Your husband's role here is to provide pastoral support, that's all.

It's not fair to put you and your husband in this position at all and your PCC needs a plan / policy for if a similar situation occurs (and should already have one under the church safeguarding policy)

Ask yourself, would this woman pass a DBS check? No - then she should not be with your son.
There are agencies out there whose job it is to help this woman, practically and emotionally

CactusFlowers · 02/10/2022 22:57

If her ex is likely to try and find her then it would be a terrible idea to house her locally where her ex can locate her. For her own safety she needs support to find a refuge place outside of the local area.
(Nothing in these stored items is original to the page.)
PR #147, opened 2019-04-03
Fix compiling with CUDA_MPI=ON

masterleinad:
The signature for `MPI_Comm_size` is
```
int MPI_Comm_size(MPI_Comm comm, int *size)
```


Rombur:
OK to test

dalg24:
OK to test

Rombur:
> How the heck was it never caught?

Because we don't have cuda mpi on the tester so the code is not tested

PR #149, opened 2019-04-03
Allow finding TPLs by environment variables

masterleinad:
Also provide an error message in case `AmgX` was not found.


cmake/SetupTPLs.cmake
```diff
@@ -36,12 +36,23 @@ ENDIF()
...
+      HINTS ${AMGX_DIR} $ENV{AMGX_DIR}
+      PATH_SUFFIXES lib)
+    FIND_PATH(AMGX_INCLUDE_DIR amgx_c.h
+      HINTS ${AMGX_DIR} $ENV{AMGX_DIR}
+      PATH_SUFFIXES include)
+
+    IF(${AMGX_INCLUDE_DIR} MATCHES "-NOTFOUND" OR ${AMGX_LIBRARY} MATCHES "-NOTFOUND")
+      MESSAGE(FATAL_ERROR 
+              "Error! Could not locate AmgX.")
+    ENDIF()
```
dalg24: Do this instead
```diff
-  IF(${AMGX_INCLUDE_DIR} MATCHES "-NOTFOUND" OR ${AMGX_LIBRARY} MATCHES "-NOTFOUND")
-    MESSAGE(FATAL_ERROR "Error! Could not locate AmgX.")
-  ENDIF()
+  find_package_handle_standard_args(AmgX DEFAULT_MSG AMGX_INCLUDE_DIR AMGX_LIBRARY)
```

dalg24: We found that the macro `find_package_handle_standard_args` would only make sense if we wrote a module to find AmgX and decided to change to `IF(NOT AMGX_INCLUDE_DIR OR NOT AMGX_LIBRARY)`

dalg24:
> Let's not merge this. The build system and this part in particular is very brittle and it is too important to start making change to it at this time in the project. Passing the jenkins is not enough, we need to try on different machines.

This patch is armless and gives cleaner code in CMake.

dalg24:
We can strip the part with the env variables if you don't like but this is the correct way to detect the AmgX lib and link against it.

Rombur:
We shouldn't merge anything in the build system until we know it works on Docker, my machine, and Andrey's.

Keroppi · 02/10/2022 22:58

No, it is dangerous. It could bring damage and stop her accessing benefits - it wouldn't be in her best interests. Perhaps your DH can come at it from that angle too? Seems a bit sexist to use your profession as evidence you will cope, well, yes, you cope as you have boundaries ans this would blur them, impacting on your physical and mental health and your parenting/work abilities.

You work in a caring profession and need home to be a place to relax, prep etc. Perhaps offer temporary sanctuary, for example 3 days, whilst you, dh and others higher up can take her to housing office/job centre/police/womens aid etc whatever to get her housed safely and free from her abuser. Need some sort of interdisciplinary meeting to get her safe and able to rebuild her life free from abuse ASAP

Pansypotter123 · 02/10/2022 23:00

It's not fair to put you and your husband in this position at all and your PCC needs a plan / policy for if a similar situation occurs (and should already have one under the church safeguarding policy)

I agree completely with this. Please enlist the support of your Area Dean etc in formulating this plan and ensure your church wardens and PCC are informed of the reasons for any decision made about the present situation.